* Dataset entries
PR #630, opened 2022-04-05
[WOR-226] Reject ToS endpoint

marctalbott:
Ticket: [WOR-226](https://broadworkbench.atlassian.net/browse/WOR-226)
* Add endpoint to reject the Terms of Service which will disable the user and remove them from the current Terms of Service group 

---

**PR checklist**

### DIFF
--- a/src/main/scala/org/broadinstitute/dsde/workbench/sam/service/UserService.scala
+++ b/src/main/scala/org/broadinstitute/dsde/workbench/sam/service/UserService.scala
@@ -144,11 +144,23 @@ class UserService(val directoryDAO: DirectoryDAO, val cloudExtensions: CloudExte
       case Some(_) =>
         for {
           _ <- tosService.acceptTosStatus(userId)
-          enabled <- directoryDAO.isEnabled(userId, samRequestContext) 
+          enabled <- directoryDAO.isEnabled(userId, samRequestContext)
           _ <- if (enabled) registrationDAO.enableIdentity(userId, samRequestContext) else IO.none
           status <- IO.fromFuture(IO(getUserStatus(userId, false, samRequestContext)))
         } yield status
       case None => IO.raiseError(new WorkbenchExceptionWithErrorReport(ErrorReport(StatusCodes.NotFound, s"Could not accept the Terms of Service. User not found.")))
+    }
+  }
+
+  def rejectTermsOfService(userId: WorkbenchUserId, samRequestContext: SamRequestContext): IO[Option[UserStatus]] = {
+    directoryDAO.loadUser(userId, samRequestContext).flatMap {
+      case Some(_) =>
+        for {
+          _ <- tosService.rejectTosStatus(userId)
+          _ <- registrationDAO.disableIdentity(userId, samRequestContext)
+          status <- IO.fromFuture(IO(getUserStatus(userId, false, samRequestContext)))
+        } yield status
+      case None => IO.raiseError(new WorkbenchExceptionWithErrorReport(ErrorReport(StatusCodes.NotFound, s"Could not reject the Terms of Service. User not found.")))
     }
   }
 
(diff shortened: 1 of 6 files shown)


aherbst-broad (approved):

src/main/scala/org/broadinstitute/dsde/workbench/sam/service/UserService.scala
```diff
@@ -144,14 +144,26 @@ class UserService(val directoryDAO: DirectoryDAO, val cloudExtensions: CloudExte
       case Some(_) =>
         for {
           _ <- tosService.acceptTosStatus(userId)
-          enabled <- directoryDAO.isEnabled(userId, samRequestContext) 
+          enabled <- directoryDAO.isEnabled(userId, samRequestContext)
```
cahrens, line 147: Why does this method check `directoryDAO.isEnabled`, but `rejectTermsOfService` does not?

cahrens, line 147: Why does this method check `directoryDAO.isEnabled`, but `rejectTermsOfService` does not?

cahrens: Note: I have no intuition for what `directoryDAO` means.

cahrens: Note: I have no intuition for what `directoryDAO` means.

src/test/scala/org/broadinstitute/dsde/workbench/sam/service/TosServiceSpec.scala
```diff
@@ -99,6 +99,24 @@ class TosServiceSpec extends AnyFlatSpec with TestSupport with BeforeAndAfterAll
     assert(getTosStatusResult.get, s"getTosStatus(${defaultUser.id}) should get the tos for the user")
   }
 
+  it should "allow a user to reject the ToS" in {
```
cahrens: Nit: The first half of this test is identical to the previous one. I would be tempted to either just delete have a single test point that both accepts and rejects (ie., this one), or share the duplicated between the 2 testpoints.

* Problem to solve
Report each line of the data that includes the string "registrationDAO".

* Answer below
           _ <- if (enabled) registrationDAO.enableIdentity(userId, samRequestContext) else IO.none
+          _ <- registrationDAO.disableIdentity(userId, samRequestContext)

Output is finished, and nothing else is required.